Our analysis strongly penalizes the alternation of [εl/εj]-final nouns using Ident(round)/front, a constraint that is independently needed in this language, which contrasts rounding on front vowels. We will see that participants strongly reject the alternation with [ε].

In the lexicon, [l] is more deletable than [j], which the analysis captures with a Max(glide) constraint that penalizes the deletion of [j]. In our experiments, however, participants do not seem to disfavor the deletion of [j]. If indeed one concludes that [l] and [j] are equally deletable, the model can be revised to diminish the effect of Max(glide), keeping its weight closer to zero using a Bayesian prior (cf. similar use of priors in MaxEnt models in Wilson 2006, White 2014, a.o). In the next section, we assess the extent to which speakers have generalized the trends found throughout the lexicon when it comes to governing the treatment of alternation in nonce words.
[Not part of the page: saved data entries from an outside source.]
PR #415, opened 2018-10-08
Add reading hyperlink support, Add 2 font attributes, bug fixes

coraWhite:
Hello! This is my first PR here. I've been using the library daily for reading .xlsx files the past couple months, and have added some read support features, as well encountered a couple of bugs along the way. I understand this is a large PR, but here's a succinct summary of my additions and changes, and I'd be happy to add more detail if requested. I have also browsed the current issues and didn't find my fixes or additions included in any of them to reference. 

* Add read hyperlink support:
  - Add "readSheetRelsFromZipFile()" function for grabbing worksheet relationship files; mimic implementation for grabbing xml worksheets
  - Add "XmlSheetRels" type that holds type "xmlRels", a type to hold Worksheet relationship file attributes, such as hyperlinks, found at "xl/worksheets/_rels" and have the form "sheetN.xml.rels"
  - Add a map "SheetRelationships" as an exported field attribute to File type; Map key is the sheet name "sheetN.xml" to a pointer of a "XmlSheetRels" type
  - Add a test file "xmlSheetRels_test.go" and "testdocs/testHyperlinks.xlsx" to test the validity of grabbing various relationships/hyperlinks in a workbook, across multiple sheets

* Change "Font.Sz" type from Int to Float64: sizes can be floats
  - Update test cases

* Add read Font support for Strikethrough
  - Add Font field attribute "xFont.S" and "style.Font.Strikethrough" with boolean value
  - Add test cases

* Add read Font support for Superscript/Subscript
  - Add Font field attribute "xFont.VertAlign" and "style.Font.Strikethrough" with possible string values of "superscript" or "subscript"  
  - Add test cases

* Add a built in number format to "builtInNumFmt" map
  - With key "5", a common number format code encountered in workbooks

* Bug fixes
  - Alignment.Indent: Change "xf.Alignment.Indent" type from "int" to "string": ooxml treats it as a string, the value wasn't being grabbed at all; update test cases
  - Fill: Swap Fill values "bgColor" and "fgColor" in various calls to "NewFill"; in some instances, new cells were created that had black backgrounds due to the NewFill calls with "000000" as the bgColor; update test cases
  - builInNumFmt: value with key "42" was missing a quotation mark in the string, causing this code to not evaluate correctly
  - addNumFmt(): change logic when determining whether a number format is a built in number format or not; not all number formats are present in the map "builtInNumFmt", so checking if the code is less than the total number is not accurate: changed to query the map instead (line 381 "xmlStyle.go")


GinSanaduki:
→ Add read Font support for Strikethrough

For example, enter TEST as Excel A2. Press ctrl + 5 from the top of the A2 cell.
After saving, if you check the value of Strikethrough in cell.style, it is true.

In contrast, enter TEST2 in Excel B4.
Select only "EST" and press ctrl + 5 to add a strikethrough.
In this case, after saving and checking the Strikethrough value in cell.style, it is false.

Perhaps this will be the same for items owned by other cell.styles.

When VBA implements a search for a character string with a strikethrough line added halfway, there is a memory that was cut out character strings one by one and checked.

If you decide completely, you need to implement such processing.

3 Nonce testing the French plural

The irregular plurals of French have received little attention in the literature, perhaps due to a prevalent intuition about their lack of productivity. Indeed, the alternation is synchronically unnatural, and does not seem to extend to loanwords. The number of [al/aj]-final monosyllables is rather small (n = 16), and thus might not intuitively suggest overwhelming evidence for their protection. We present a series of three experiments that establish that French speakers do extend the alternation to nonce words, and in particular, strongly protect the monosyllabic ones.

In Experiment 1 and Experiment 2, we asked participants to choose between a faithful plural and an unfaithful plural. The choice is presented on a scale of 1–7 in Experiment 1, and binarily in Experiment 2. In both experiments, the nonce words are presented auditorily using naturally produced speech. Additionally, in Experiment 2, participants were asked to rate the singular before they judge the plural. In both experiments, monosyllables were protected from alternation.

In the naturally produced materials of Experiments 1 and 2, the phonetic duration of the final [al/aj] sequences is inversely proportional to the duration of the whole word. Thus, the [al] of the short word [gnal] is phonetically longer in duration than the [al] of longer word [guval]. Increased segmental duration has been suggested as a source of protection from alternations, thus making the [al] of monosyllables less likely to change to [o] (see Sect. 6). In Experiment 3, we switch from naturally recorded stimuli to synthesized stimuli that keep segmental duration constant, i.e. the [al] of [gnal] and the [al] of [guval] were identical in duration. Participants nonetheless protected monosyllables; the implications are discussed further in Sect. 6.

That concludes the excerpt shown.